Watch Out For Fourth Quarter Feedlot Profits29 September 2014
Calculations show a record run in feedlot returns which are tipped to stay over $100 per head to close the summer.
But Glynn Tonsor, agricultural economics professor at Kansas State University, advises that, while this run of very strong returns so far in 2014 is certainly welcomed by feedlot operators, current projections should be noted and some context on the economics of recent returns should be recognized.
First, animals scheduled to be sold in the fourth quarter are expected to carry much lower and actually very negative returns, writes Professor Tonsor.

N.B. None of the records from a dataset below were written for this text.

PR #5118, opened 2024-12-20
Try to fix failure to copy file on Android

IvanSavenko:
Some people have been reporting that vcmi fails to copy gog installer on Android during Chronicles import.

And docs for QFile::copy mention that it does not works with content URI on Android. This PR replaces it with manual file copy.

Needs testing & confirmation that this approach works

### DIFF
--- a/launcher/modManager/chroniclesextractor.cpp
+++ b/launcher/modManager/chroniclesextractor.cpp
@@ -72,10 +72,15 @@ bool ChroniclesExtractor::extractGogInstaller(QString file)
 
 	if(!errorText.isEmpty())
 	{
+		logGlobal->error("Gog installer extractio failure! Reason: %s", errorText.toStdString());
+
 		QString hashError = Innoextract::getHashError(file, {}, {}, {});
 		QMessageBox::critical(parent, tr("Extracting error!"), errorText);
 		if(!hashError.isEmpty())
+		{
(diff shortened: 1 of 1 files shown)


Laserlicht:
> And docs for QFile::copy mention that it does not works with content URI on Android.

The interesting thing is that it works on most devices. :D

If this solution works: Maybe also add this method to Complete installation (we're also using `QFile::copy` there).
Would be great if it fixes the problems.

And I'm not sure if removing binary search a good idea as there are the first reports for using incorrect installers. :D

kambala-decapitator:
use java code to copy then, there's already a function that copies directories

IvanSavenko:
Closing. Does not helps, and https://github.com/vcmi/vcmi/pull/5198 offers hopefully better solution.

Laserlicht:
I think I've found one of the reasons why it doesn't help.

In last logfile in #5193 you can see that the file seems to be renamed inside content uri: `content://com.android.providers.downloads.documents/document/msf%3A1000089012`. And all our filename based approaches (e.g. file extension failed here).

IvanSavenko:
Ah, so in this case we don't even reach innoextract stage, since file does not have .exe extension. Great...

I guess we'll have to either use java to figure out original filename with extension, or open file and check for magic numbers in header.

PR #5128, opened 2024-12-21
seperate android icon for client

Laserlicht:
Another approach for fixing problem that it isn't possible to launch VCMI with gamepad on android. Also allows to skip launcher if not needed.

Almost same approach as in fheroes2.

grafik

@kambala-decapitator How can the client also linked to the main (launcher) app, before H3 data is installed?

related #4927


kambala-decapitator (commented):
sorry, I don't fully understand what this PR is doing. Will VCMI now have 2 icons instead of 1? Sounds like it will confuse players. Rather add a "context menu" option on the main icon to open client directly (I was lazy to do it for iOS).

> How can the client also linked to the main (launcher) app, before H3 data is installed?

not sure what for. Like, if no data, then open launcher instead of client? Sounds quite complicated for a niche fix, player should do it manually.

IvanSavenko:
> Rather add a "context menu" option on the main icon to open client directly 

This sounds like way better option to be honest. And looks like quite a lot of apps use it.

While I am not against the idea of having separate icon for direct start of client, but pushing it to everyone is bad idea IMO:
- this option is needed only for tiny number of players, so we should not force such confusing solution for all of them
- this would lead to return of long-gone questions on how to setup game, since client does not have proper logic for when H3 data is not found

Laserlicht:
Yes second icon. As you don't need launcher normally (it's also slow to load). Only if you want to change something.
Normally you just want to play -> Client is way faster. 

fheroes2 also do this, but reversed:
grafik

Laserlicht:
> Rather add a "context menu" option on the main icon to open client directly

Also a good idea! Will try

kambala-decapitator:
> As you don't need launcher normally (it's also slow to load)

like I said in #4927:

> Ideally, the dialog should be implemented in Java and would never even start Qt activity if not needed. But that might not be easy to implement.

or do what iOS is doing now: it has a system preference to choose how to start the game - via launcher or client directly.

although icon context menu is the best IMO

This sharp reversal reflects the notable increase in feeder cattle prices and the corresponding lack of further increases in expected fed cattle prices.
It is also important to note the lower economic value reflected by recent record setting $/hd returns.
For instance, the July closeout net return of $310/steer is estimated to have been realized by incurring $1,881/hd in total costs.
This compares to the previous record of $308/steer set in October of 2003 with total costs of $957/hd. While the recent return levels are historic on a $/hd basis, the return on investment is far from record setting.
The main implication of this is that feedlot operators, lenders, and analysts would be well-served to note this, pay attention to corresponding implications of elevated capital requirements, and ultimately reflect on these factors in making purchasing/selling and related risk management decisions.